[Stored items]
● ● ● ●
PR #45, opened 2018-04-24
replace Av == nan galaxies with random Av values

danielsf:


jchiang87 (approved):
I verified that this fixes the issue for my test case using proto-dc2_v3.0.  Note that I used the current master of gcr-catalogs in order for this code to work, i.e., v0.7.2 would not work for me.

PR #46, opened 2018-04-27
U/danielsf/ref cat2

danielsf:
This PR will add a script to generate a reference catalog for use with DC2.

### DIFF
--- a/bin.src/generate_dc2_reference_catalog.py
+++ b/bin.src/generate_dc2_reference_catalog.py
@@ -326,7 +326,7 @@ if __name__ == "__main__":
                                              'projectdirs',
                                              'lsst', 'groups',
                                              'SSim', 'DC2',
-                                              'agn_db_mbh_7.0_m_i_30.0.sqlite'))
+                                             'agn_db_mbh_7.0_m_i_30.0.sqlite'))
 
     args = parser.parse_args()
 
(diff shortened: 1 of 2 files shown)


danielsf:
@evevkovacs @jchiang87 I assume the name of the full `yaml` file will be more useful than the version number, in case we ever start generating catalogs against buzzard or some other simulation.  Is there a reason I shouldn't use the name of the `yaml` file?

yymao:
@danielsf I think we should use the name of the yaml file. The reason we want to use the alias is to avoid having to update multiple places when the catalog is updated. But you can still keep track of what catalog the alias pointed to though.

evevkovacs:
@yymao @danielsf The yaml file name would work, but I guess I have a preference for using the catalog name and version as provided by the catalog metadata. This is more formal, and unambiguous. I can imagine yaml files coming and going, different abbreviations/names being used etc, whereas what's in the metadata is permanent and unchanging. Yao will probably have an opinion.

danielsf:
Actually, I just found the `GCRCatalogs.get_catalog_config()` method.  I'll just output the contents of that dict.  That is probably the most detailed option.

danielsf:
(this may, in fact, be what Eve was advocating, anyway)

yymao:
@danielsf yes, I think keeping track of the config content is the best solution here.

PR #49, opened 2018-05-21
U/danielsf/sprinkled/truth

danielsf:
This isn't actually a mature pull request, so much as a place where we can organize our thoughts on how to get truth information out of the sprinkler.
● ● ● ●
(Your objective) Restate the data word for word.

(Answer for this exercise)
PR #45, opened 2018-04-24
replace Av == nan galaxies with random Av values

danielsf:


jchiang87 (approved):
I verified that this fixes the issue for my test case using proto-dc2_v3.0.  Note that I used the current master of gcr-catalogs in order for this code to work, i.e., v0.7.2 would not work for me.

PR #46, opened 2018-04-27
U/danielsf/ref cat2

danielsf:
This PR will add a script to generate a reference catalog for use with DC2.

### DIFF
--- a/bin.src/generate_dc2_reference_catalog.py
+++ b/bin.src/generate_dc2_reference_catalog.py
@@ -326,7 +326,7 @@ if __name__ == "__main__":
                                              'projectdirs',
                                              'lsst', 'groups',
                                              'SSim', 'DC2',
-                                              'agn_db_mbh_7.0_m_i_30.0.sqlite'))
+                                             'agn_db_mbh_7.0_m_i_30.0.sqlite'))
 
     args = parser.parse_args()
 
(diff shortened: 1 of 2 files shown)


danielsf:
@evevkovacs @jchiang87 I assume the name of the full `yaml` file will be more useful than the version number, in case we ever start generating catalogs against buzzard or some other simulation.  Is there a reason I shouldn't use the name of the `yaml` file?

yymao:
@danielsf I think we should use the name of the yaml file. The reason we want to use the alias is to avoid having to update multiple places when the catalog is updated. But you can still keep track of what catalog the alias pointed to though.

evevkovacs:
@yymao @danielsf The yaml file name would work, but I guess I have a preference for using the catalog name and version as provided by the catalog metadata. This is more formal, and unambiguous. I can imagine yaml files coming and going, different abbreviations/names being used etc, whereas what's in the metadata is permanent and unchanging. Yao will probably have an opinion.

danielsf:
Actually, I just found the `GCRCatalogs.get_catalog_config()` method.  I'll just output the contents of that dict.  That is probably the most detailed option.

danielsf:
(this may, in fact, be what Eve was advocating, anyway)

yymao:
@danielsf yes, I think keeping track of the config content is the best solution here.

PR #49, opened 2018-05-21
U/danielsf/sprinkled/truth

danielsf:
This isn't actually a mature pull request, so much as a place where we can organize our thoughts on how to get truth information out of the sprinkler.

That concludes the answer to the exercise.